People’s[People’s] minds are in a state to be acted upon by trifles,” observed Melea. “I hope it may soon blow over, if it is not a well-founded alarm.”

“No, no. Such a hubbub as I left behind me is easy enough to begin, but the devil knows where it will end. It was that cursed fool, Mrs. Millar, that is the cause of all this.”
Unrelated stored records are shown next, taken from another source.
PR #51, opened 2019-02-14
feat[neuron-ui]: add ActionFlow component draft; add import/create wa…

wuyuyue:
…llet page under settings

### DIFF
--- a/packages/neuron-ui/src/components/Settings/actionC.tsx
+++ b/packages/neuron-ui/src/components/Settings/actionC.tsx
@@ -1,0 +1,74 @@
+import React, { useRef, useContext } from 'react'
+import styled from 'styled-components'
+import SettingsContext from '../../contexts/settings'
+
+const InputDiv = styled.div`
+  input {
+    height: 30px;
+    line-height: 30px;
+    font-size: 16px;
+    margin-top: 10px;
+    width: 400px;
+  }
+`
+export default () => {
+  const settingsContext = useContext(SettingsContext)
+  const refP1: { current: HTMLInputElement | null } = useRef(null)
+  const refP2: { current: HTMLInputElement | null } = useRef(null)
+  const refName: { current: HTMLInputElement | null } = useRef(null)
+
+  const checking = () => {
+    if (!refP1.current || !refP2.current || !refName.current) return
+    if (refP1.current.value.length < 8 || refP2.current.value.length < 8) {
+      settingsContext.passwordValid = false
+      return
+    }
+    if (refP1.current.value !== refP2.current.value) {
+      settingsContext.passwordValid = false
+      return
+    }
+    if (!refName.current.value) {
+      settingsContext.passwordValid = false
+      return
+    }
+    settingsContext.passwordValid = true
+  }
+  return (
+    <>
+      <h1>set a strong password for your wallet</h1>
+      <InputDiv>
+        <div>password</div>
+        <input
+          type="password"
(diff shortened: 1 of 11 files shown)


packages/neuron-ui/src/contexts/settings.ts
```diff
@@ -0,0 +1,16 @@
+import { createContext } from 'react'
+
+interface IWalletSettings {
+  seeds: string
+  seedsValid: boolean
+  passwordValid: boolean
+}
+
+export const initSettings: IWalletSettings = {
```
Keith-CY: If possible, I'd like to merge contexts of main components into `wallet context` cause they are paired.

packages/neuron-ui/src/components/Settings/actionC.tsx
```diff
@@ -0,0 +1,74 @@
...
+    height: 30px;
+    line-height: 30px;
+    font-size: 16px;
+    margin-top: 10px;
+    width: 400px;
+  }
+`
+export default () => {
+  const settingsContext = useContext(SettingsContext)
+  const refP1: { current: HTMLInputElement | null } = useRef(null)
```
ashchan: Variable and file names such as `actionC`, `refP1` lack meaning. Please think of names that describe their purpose and function more clearly.

packages/neuron-ui/src/components/Settings/actionD.tsx
```diff
@@ -0,0 +1,8 @@
+import React from 'react'
+
+export default () => (
```
ashchan: Actions 0 - N should not belong to `Settings`. We'll have the `Settings` component a place for the app Preferences, where we might put many panels for different settings.

packages/neuron-ui/src/components/Settings/index.tsx
```diff
@@ -1,3 +1,63 @@
...
+  .buttonGroup {
+    button {
+      height: 40px;
+      width: 140px;
+      cursor: pointer;
+    }
+  }
+`
+
+export default (props: any) => (
```
ashchan: Like said above, let's make `Settings` the preferences. So the onboard (welcome) component should be an independent part.

packages/neuron-ui/src/contexts/settings.ts
wuyuyue: we should merge some, or we would have too much wrapper on context in withProviders. it is relative with wallet, although it is setting/creating process info.    I would move it first

ashchan:
Note we can accept this PR and refactor later.

packages/neuron-ui/src/contexts/settings.ts
ashchan: Yes if we feel there's too many contexts, just refactor and adjust.

(BTW please pay attention to the commit message. Use `feat(neuron-ui)` instead of `feat[neuron-ui]`.

packages/neuron-ui/src/components/Settings/index.tsx
wuyuyue: ok, I understand. previewly  I create the welcome component. I thought you want to place create/import function in setting from your prototype draft. I would recreate welcome component

packages/neuron-ui/src/components/Settings/actionC.tsx
wuyuyue: yes, I would confirm each action and refactor it in fulture.

PR #60, opened 2019-02-18
feat(neuron-wallet): add ipc channels

Keith-CY:
re [#29](https://github.com/nervosnetwork/neuron-internal/issues/29)


packages/neuron-wallet/src/utils/const.ts
```diff
@@ -1,9 +1,29 @@
...
+  GetTipBlockNumber = 'getTipBlockNumber',
+  GetLocalNodeId = 'getLocalNodeId',
+  GetNetwork = 'getNetwork',
+  GwitchNetwork = 'switchNetwork',
+
+  // Wallet
+  CreateWallet = 'createWallet',
+  ImportWallet = 'importWallet',
+  ExportWallet = 'exportWallet',
+  SwitchAccount = 'switchAccount',
```
ashchan:
```suggestion
  SwitchWallet = 'switchWallet',
```

packages/neuron-wallet/src/IPCChannel.ts
```diff
@@ -1,34 +1,179 @@
...
+        status: 1,
+        result: 'wallets',
+      })
+    }, 1000)
+  })
+  /**
+   * @name SwitchWallet
+   * @description channel to switch wallet
+   */
+  ipcMain.on(IPCChannel.SwitchAccount, (e: Electron.Event) => {
```
ashchan:
```suggestion
  ipcMain.on(IPCChannel.SwitchWallet, (e: Electron.Event) => {
```

packages/neuron-wallet/src/IPCChannel.ts
```diff
@@ -1,34 +1,179 @@
...
+    console.info('switch wallet')
+    setTimeout(() => {
+      e.sender.send(IPCChannel.SwitchAccount, {
```
ashchan:
```suggestion
      e.sender.send(IPCChannel.SwitchWallet, {
```

packages/neuron-wallet/src/IPCChannel.ts
```diff
@@ -1,34 +1,179 @@
...
+          addr: 'wallet addr',
+        },
       })
     }, 1000)
   })
-
-  // channel to get live cells
-  ipcMain.on(IPC_CHANNEL.GET_LIVE_CELL, (e: Electron.Event, ...args: string[]) => {
-    e.sender.send(IPC_CHANNEL.GET_LIVE_CELL, args)
+  /**
```
ashchan: Please leave a blank line between each `on` call.

packages/neuron-ui/src/utils/ipc.ts
```diff
@@ -22,10 +22,10 @@ export const ipcRenderer = (() => {
 
 const getLiveCell = (outpoint: any) => ipcRenderer.send('getLiveCell', outpoint)
 const getCellsByTypeHash = (typeHash: string) => {
-  ipcRenderer.send(IPC_CHANNEL.GET_CELLS_BY_TYPE_HASH, typeHash)
+  ipcRenderer.send(IPCChannel.GetCellsByTypeHash, typeHash)
 }
 const sendCapacity = (addr: string, capacity: string) => {
```
ashchan: Can we use `address` instead of `addr`? Same for some objects that have `{ addr: ... }`.

packages/neuron-ui/src/components/Providers/index.tsx
```diff
@@ -6,7 +6,7 @@ import ModalContext, { initModal, modalReducer, MODAL_ACTION_TYPES } from '../..
 import SettingsContext, { initSettings } from '../../contexts/settings'
 
 import { ipcRenderer } from '../../utils/ipc'
-import { IPC_CHANNEL } from '../../utils/const'
+import { IPCChannel } from '../../utils/const'
```
ashchan: Discussion: is it better to name it `Channel` instead of `IPCChannel`. First: the UI app might not have to know it's an `IPC` channel (which is implementation detail), second: we know `Channel` means communication mechanism and the `IPC` prefix is somewhat unnecessary.

packages/neuron-ui/src/utils/ipc.ts
Keith-CY: Of course, I will update it in another PR

packages/neuron-wallet/src/IPCChannel.ts
Keith-CY: updated

packages/neuron-ui/src/components/Providers/index.tsx
Keith-CY: I will update it in another PR

PR #134, opened 2019-03-06
feat: add terminal with basic functionality

Keith-CY:
add basic functionality of terminal.
styling and shortcuts to be done.


packages/neuron-ui/src/containers/Sidebar/index.tsx
```diff
@@ -68,6 +69,10 @@ const walletMenuItems = [
     name: 'Settings',
     icon: IconSettings,
   },
+  {
```
ashchan: Please remove this from Sidebar as it should be a debug only feature.

Perhaps add it to the `Debug` main menu?

Also note from a production design perspective, our current Sidebar already displays all the basic features we want to expose for current stage.

Keith-CY: remove 'terminal' from sidebar, add 'terminal' label in develop menu.

PR #138, opened 2019-03-07
feat: add Keystore interface and unit test

duanyytop:
- [x] Add Keystore interface 
- [x] Add mock data
- [x] Add Keystore test cases


packages/neuron-wallet/src/store/WalletStore.ts
```diff
@@ -1,4 +1,5 @@
 import BaseStore from './store'
+import { KeyStore } from '../keys/keystore'
```
ashchan: `Keystore` is a de fact name of this concept, not `KeyStore`.

duanyytop: OK

packages/neuron-wallet/src/keys/keystore.ts
```diff
@@ -0,0 +1,16 @@
+export interface Master {
```
ashchan: `Master/Child` is too generic names (since we don't have namespaces to scope them).

Will `MasterKey/ChildKey` be better? (just an idea, we should think of a good name.)

packages/neuron-wallet/src/keys/key.ts
```diff
@@ -0,0 +1,73 @@
...
+    const keystore: Keystore = {
+      master,
+    }
+    if (derive) {
+      keystore.children = Key.searchUsedAddress()
+    }
+    return new Key(keystore, mnemonic)
+  }
+
+  private static searchUsedAddress() {
```
ashchan: * If the function returns a collection of addresses, it should use `searchUsedAddresses` instead of `searchUsedAddress`.
* Are `address` and `child` of the same concept? If not, then `address` in the name might not be appropriate.

packages/neuron-wallet/src/keys/key.ts
```diff
@@ -0,0 +1,73 @@
...
+    const children: Child[] = []
+    for (let depth = 0; depth < 4; depth++) {
+      // TODO: refactor search logic to reduce loop
+      for (let index = 0; index < 4; index++) {
```
ashchan: For CKB, we can assume that the first paths of `m / purpose' / coin_type' / account' / change` is fixed:

m/44'/[TBD]'/0'.

`coin_type` will be fixed. We can use a constant that assigned a temporary value for now. (But we'll have to decide if mainnet/testnet uses different coin_types later).

For `change` path, we can assume that we'll use `0` for external (receiving) addresses and `1` for internal (change) addresses for now, just as Bitcoin.

packages/neuron-wallet/src/keys/keystore.ts
duanyytop: I think `Master/Child` are existed in `keys` folder which have showed this module is about `key`, and file name keystore also has the same effect.

packages/neuron-wallet/src/keys/key.ts
duanyytop: Yes, `Addresses` will be better. It's my fault. 

I think the public key(or address) of master and child is same concept. So address should contain master and child.

ashchan: No address is a much simpler concept. It is a `public key` (could be child key's) hash.

duanyytop: Public key and address are  one to one correspondence, and they are all generated from private key which contains master private key and child private key. 

But I think address just is one part of master and child, So searchAddress is not appropriate. 

I will think twice.

ashchan: Let's merge and update later.

packages/neuron-wallet/src/keys/key.ts
```diff
@@ -0,0 +1,73 @@
...
+    return new Key(keystore, '')
+  }
+
+  public static fromKeystoreJson = (json: string) => {
+    return new Key(JSON.parse(json), '')
+  }
+
+  getKeystore = () => this.keystore
+
+  getKeystoreJson = () => JSON.stringify(this.keystore)
```
Keith-CY: why does the `getKeystoreJson` return a string

duanyytop: Is json not a string?

Keith-CY: similar to an object

duanyytop: JSON.parse ?

Keith-CY: this keystore in JSON.stringify is already a so called json, JSON.stringify transfer it to a string, and JSON.parse recover it to an object

duanyytop: OK. I know and I will refactor later

duanyytop: @Keith-CY If I want to provide json string format, what function name will be appropriate？

Keith-CY: `getKeystore` which accepts an `encode` parameter

duanyytop: Like this ?
```
 getKeystore = (encode: boolean) => {
    return encode ? JSON.stringify(this.keystore) : this.keystore
  }
```

PR #139, opened 2019-03-07
feat(neuron-ui): setNetwork in Header

Keith-CY:


Keith-CY:
@BaojunCZ Modification related to tests is just removal of console, please have a look why it alerts `ENOENT: no such file or directory, open`

BaojunCZ:
https://github.com/nervosnetwork/neuron/pull/141

Keith-CY:
I've recovered test cases with `console` now and disabled eslint for `console`, just for not pending too long. And this rule should be enabled once the tests updated.

```
// disabled until test recovered
// "no-console": [2, {
//   "allow": ["warn", "error"]
// }]
```

packages/neuron-ui/.env
```diff
@@ -0,0 +1 @@
+REACT_APP_NETWORKS=[{"name":"Testnet","remote":"http://localhost:8114"},{"name":"Localhost","remote":"http://localhost:8114"}]
```
ashchan: Shouldn't this belong to the `neuron-wallet` module?

And it should not be `ENV`, as we're only to have official testnet/mainnet in the future. This should be in program constants.

packages/neuron-ui/src/components/Network/index.tsx
```diff
@@ -27,28 +33,55 @@ const Span = styled.span`
...
+    <>
+      <FlexDiv>
+        <Span>
+          <Status
+            style={{
+              color: chain.network.status === NetworkStatus.Online ? 'green' : 'red',
+            }}
+          />
+        </Span>
+        <Span>{`${(chain.network.name && chain.network.name.slice(0, 30)) || chain.network.remote} - `}</Span>
```
ashchan: Looks like this should go to `Network`. For example, add a `label` function which use `chain.network.name && chain.network.name.slice(0, 30)) || chain.network.remote`.

packages/neuron-ui/src/components/NetworkEditor/index.tsx
```diff
@@ -0,0 +1,111 @@
...
+          },
+        }),
+      tooltip: TooltipText.Name,
+      placeholder: PlaceHolder.Name,
+    },
+  ]
+
+  return (
+    <Card>
+      <Card.Header>{idx === -1 ? 'Add Network' : params.name}</Card.Header>
```
ashchan: We should use i18n for all UI texts.

packages/neuron-ui/src/components/Settings/RemoveNetworkDialog.tsx
```diff
@@ -0,0 +1,54 @@
...
+      e.stopPropagation()
+    }}
+  >
+    <Card.Header>
+      Remove Address:
+      {network.name || network.remote}
+    </Card.Header>
+    <Card.Body>
+      {`Network of name: ${network.name}, address: ${network.remote} will be removed.`}
+      {isChecked ? <p>{`It's the active network, removing it will make reconnect to ${Testnet}`}</p> : null}
```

“What! Mrs. Millar the confectioner?”

“The same,—the mischievous, damned old—”

The rest was lost between his teeth. Melea had never thought Mrs. Millar a fool, or mischievous, and knew she was not old, and had no reason for supposing the remaining word to be more applicable than the others. Perceiving, however, that they were just coming in sight of Cavendish’s premises, she supposed that her father’s wrath might bear a relation to them, while he vented it on the harmless Mrs. Millar. He went on:—

“A servant boy was sent to Mrs. Millar’s for change for a £5 note of our bank; and the devil took him there just when the shop was full of people, eating their buns and tarts for luncheon. The fool behind the counter—”

“And who was that?”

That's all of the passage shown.